Action item: From the line with "Issue #1543, opened 2019-10-01" onward, reproduce each line of the entries exactly, ending at the last one, and add nothing.

[Stored items]
_ _ _
PR #1554, opened 2019-10-05
Expose horse animations frame index for mods

ajrb:
Needed for next version of enhanced horse riding to allow hi-res graphics

### DIFF
--- a/Assets/Scripts/Game/TransportManager.cs
+++ b/Assets/Scripts/Game/TransportManager.cs
@@ -60,7 +60,7 @@ namespace DaggerfallWorkshop.Game
         }
 
         public ImageData RidingTexture { get { return ridingTexture; } }
-        public int FrameIdx { get { return frameIdx; } }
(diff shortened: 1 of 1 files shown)


Assets/Scripts/Game/TransportManager.cs
```diff
@@ -60,6 +60,7 @@ public PlayerPositionData_v1 BoardShipPosition
         }
 
         public ImageData RidingTexture { get { return ridingTexture; } }
+        public int FrameIdx { get { return frameIdx; } }
```
TheLacus: I'm not a fan of how `index` was abbreviated to `idx` (only two chars saved and is somewhat less readable) but this is just personal preference.

ajrb: Oh, okay. I've abbreviated Index to Idx so much I find it just as readable. Happy to change it here as readability is important.

PR #1556, opened 2019-10-06
Add gender filtering for social quests

### LINKED ISSUE #1542: Enable gender filtering for quests
Some classic quests are supposed to be offered only by male questors. In fact, all quests in which the quest giver is set as `group Questor male`. Verified in classic to be sure of what I'm saying here.

The easiest way to correct this is to add a new `gender` field to `QuestData` structure with the corresponding column in QuestList-Classic.txt and QuestList-DFU.txt.

ajrb:
Applied M (male) to all quests with "group Questor male" in quest list

Should fix #1542 to match classic. Needs some checking by ferital.


Interkarma:
A good change, thank you!

PR #1557, opened 2019-10-06
Interior replacement core changes

UncannyValley21:
A clean commit with all changes to the existing core system

-3D props can now be rotated in X and Z. Default is set to 0 so it doesn't affect vanilla Assets
-Ladders will only be set to interactive if they are set uo as objectType 3 (propModel), all vanilla ladders are set up this way
-When replacing buildings, always use the original NameSeed, LocationID and Sector values


ajrb:
I've tested this with the building replacement world data override functionality and it works fine. It's also perfectly backward and forward compatible. Quite amusing to set up a shop shelf rotated wierdly.. :-)

Interkarma:
Looks good, merging! :)

Issue #1543, opened 2019-10-01
Console command to add all inventory items


TheLacus:
Mod authors have requested the ability to add all weapons and paperdoll items to inventory for testing. This feature request is open to everyone, including new contributors.

Console commands are defined at https://github.com/Interkarma/daggerfall-unity/blob/master/Assets/Game/Addons/UnityConsole/Console/Scripts/DefaultCommands.cs. See `AddWeapon` for an example of how to add items to inventory.

If nobody is interested I'll eventually do it myself.

ajrb:
This is done and released in 0.10.8

PR #1558, opened 2019-10-06
Add all equippable items command

ajrb:
Enable testing of paperdoll images as requested by #1543.

Adds all types of equippable items for the current character gender/race, but doesn't add variants.

Also extended dumpblock command to be able to dump dungeon blocks, and added a dumplocation command to dump location records.


ajrb:
I'd like to merge this today, unless anyone has any reservations.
_ _ _
Result of the exercise:
Issue #1543, opened 2019-10-01
Console command to add all inventory items


TheLacus:
Mod authors have requested the ability to add all weapons and paperdoll items to inventory for testing. This feature request is open to everyone, including new contributors.

Console commands are defined at https://github.com/Interkarma/daggerfall-unity/blob/master/Assets/Game/Addons/UnityConsole/Console/Scripts/DefaultCommands.cs. See `AddWeapon` for an example of how to add items to inventory.

If nobody is interested I'll eventually do it myself.

ajrb:
This is done and released in 0.10.8

PR #1558, opened 2019-10-06
Add all equippable items command

ajrb:
Enable testing of paperdoll images as requested by #1543.

Adds all types of equippable items for the current character gender/race, but doesn't add variants.

Also extended dumpblock command to be able to dump dungeon blocks, and added a dumplocation command to dump location records.


ajrb:
I'd like to merge this today, unless anyone has any reservations.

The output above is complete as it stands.